Instructions for the task: Wherever a line in the data holds the word "adds", pull that line out.
(Data to process Opens)
PR #2188, opened 2025-07-22
Automate GitHub Release Creation with Reusable Workflow

choldgraf:
This adds a reusable workflow for publishing GitHub Releases with automatically generated release notes, it runs each time the `release.yml` action completes. It means we won't have to manually create GitHub releases, though we can always edit the release notes ourselves if we want to clean them up.

It defines this in a new action so that we can call it via a workflow_dispatch if we want to - it will let us insert the tag to use as the "start date" for releases.

So the new workflow for releases would be to just merge the changesets PR, wait for the workflow to complete, and a new release should now exist on GitHub.

### DIFF
--- a/.github/workflows/publish-github-release.yml
+++ b/.github/workflows/publish-github-release.yml
@@ -1,0 +1,76 @@
+name: Publish GitHub Release
+
+on:
+  workflow_call:
+    inputs:
+      tag_name:
+        required: true
+        type: string
+      release_title:
+        required: false
+        type: string
+        default: ''
+  workflow_dispatch:
+    inputs:
+      tag_name:
+        description: 'Tag name for the release (e.g. v1.2.3)'
+        required: true
+        type: string
+      release_title:
+        description: 'Optional release title (will be ignored, see workflow logic)'
+        required: false
+        type: string
+        default: ''
+
+jobs:
+  publish-release:
+    runs-on: ubuntu-latest
+    steps:
+      - name: Checkout Repo
+        uses: actions/checkout@v4
+
+      # Get the date of the latest GitHub release
+      - name: Get latest release date
+        id: latest_release
+        run: |
+          latest_release_json=$(gh release list --limit 1 --json publishedAt --jq '.[0]')
+          if [ -z "$latest_release_json" ]; then
+            echo "No previous GitHub release found. Cannot generate release notes."
+            exit 1
+          else
+            date=$(echo "$latest_release_json" | jq -r '.publishedAt')
+            echo "date=$date" >> $GITHUB_OUTPUT
+          fi
+        env:
+          GITHUB_TOKEN: ${{ secrets.GITHUB_TOKEN }}
+
+      - name: Set up Python
+        uses: actions/setup-python@v5
+        with:
+          python-version: '3.x'
+
+      - name: Install github-activity
+        run: pip install github-activity
+
+      # Generate release notes since the last release
+      - name: Generate release notes with github-activity
+        run: |
+          github-activity --since "${{ steps.latest_release.outputs.date }}" --repo "$GITHUB_REPOSITORY" > release-notes.md
+
+      # Strip leading 'v' from tag for the release title
+      - name: Prepare release title
+        id: version
+        run: |
+          TAG="${{ github.event.inputs.tag_name || inputs.tag_name }}"
+          VERSION=${TAG#v}
+          echo "version=$VERSION" >> $GITHUB_OUTPUT
+
+      # Create the GitHub Release
+      - name: Create GitHub Release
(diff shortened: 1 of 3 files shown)


.github/workflows/publish-github-release.yml
```diff
@@ -0,0 +1,75 @@
...
+        required: false
+        type: string
+        default: ''
+  workflow_dispatch:
+    inputs:
+      tag_name:
+        description: 'Tag name for the release (e.g. v1.2.3)'
+        required: true
+        type: string
+      release_title:
```
stefanv: Why is this here?

.github/workflows/publish-github-release.yml
```diff
@@ -0,0 +1,75 @@
...
+
+jobs:
+  publish-release:
+    runs-on: ubuntu-latest
+    steps:
+      - name: Checkout Repo
+        uses: actions/checkout@v4
+
+      # Get the date of the latest GitHub release
+      - name: Get latest release date
```
stefanv:
```suggestion
      - name: Get previous release date
```

Or something to suggest that we're not talking about the current release; it confused me, trying to figure out how you can already read the release date before it's been created!

.github/workflows/publish-github-release.yml
```diff
@@ -0,0 +1,75 @@
...
+        with:
+          python-version: '3.x'
+
+      - name: Install github-activity
+        run: pip install github-activity
+
+      # Generate release notes since the last release
+      - name: Generate release notes with github-activity
+        run: |
+          github-activity --since "${{ steps.latest_release.outputs.date }}" --repo "$GITHUB_REPOSITORY" > release-notes.md
```
stefanv: Do we need to worry about overlap by one? If so, shouldn't we grab the changes by hash instead of date?

.github/workflows/publish-github-release.yml
```diff
@@ -0,0 +1,75 @@
...
+
+      # Strip leading 'v' from tag for the release title
+      - name: Prepare release title
+        id: version
+        run: |
+          TAG="${{ github.event.inputs.tag_name || inputs.tag_name }}"
```
stefanv: This is to handle the dispatch vs workflow?

stefanv: Could just export tag name along with version, to make life a bit simpler below.

stefanv (approved):
Looks good, thanks @choldgraf!

Left a few comments for you to consider or not :)

.github/workflows/publish-github-release.yml
choldgraf: I can't remember how exactly `github-activity` works, but if I recall, it converts hashes to dates anyway? Is this something we could either:

- Fix in `github-activity` directly (e.g. making sure that its end date is non-inclusive or something)
- Clean up by having a human look at the release notes after this action runs?

.github/workflows/publish-github-release.yml
choldgraf: yeah I am still not entirely confident in how to use variables and workflow_dispatches etc, but yes this is the goal haha

.github/workflows/publish-github-release.yml
choldgraf: This was from a previous iteration - let's just remove it, I got a little ahead of myself trying to make this configurable via workflow_dispatch but feel like for now we should just get the minimal functionality in

.github/workflows/publish-github-release.yml
choldgraf: yeah I agree that'd be simpler, if I recall the versions were a little bit confusing `mystmd@` rather than `mystmd v` but this is probably unnecessarily complex

choldgraf:
I cleaned it up so that we use the tag for the release title now - that's a bit simpler.

Things that could be better but IMO we could clean up in follow-ups if we decide we like this workflow:

- Make sure the dates don't do overlaps
- Improve bot detection so that we don't include bots in the changelog notes
- Improve the UX for defining dates/tags/etc (maybe w/ workflow dispatch)

stefanv:
> Make sure the dates don't do overlaps

It seems like you will almost certainly include any merges from the date of release N-1 this way. Easiest may be to start the next day, but then of course you could miss some.

choldgraf:
ok the latest commit uses the `tagName` of the latest release, rather than the `date`. For now this means we'll accidentally include things, but in the future we can fix this by resolving this issue:

- https://github.com/executablebooks/github-activity/issues/79

stefanv (approved):

choldgraf:
ok I'm gonna try this out and lets see if it works haha. I think this is safe to merge because it only adds a CI/CD workflow that is only triggered when we make a release (or workflow dispatch)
(Data to process Closes)
Answer space:
This adds a reusable workflow for publishing GitHub Releases with automatically generated release notes, it runs each time the `release.yml` action completes. It means we won't have to manually create GitHub releases, though we can always edit the release notes ourselves if we want to clean them up.
ok I'm gonna try this out and lets see if it works haha. I think this is safe to merge because it only adds a CI/CD workflow that is only triggered when we make a release (or workflow dispatch)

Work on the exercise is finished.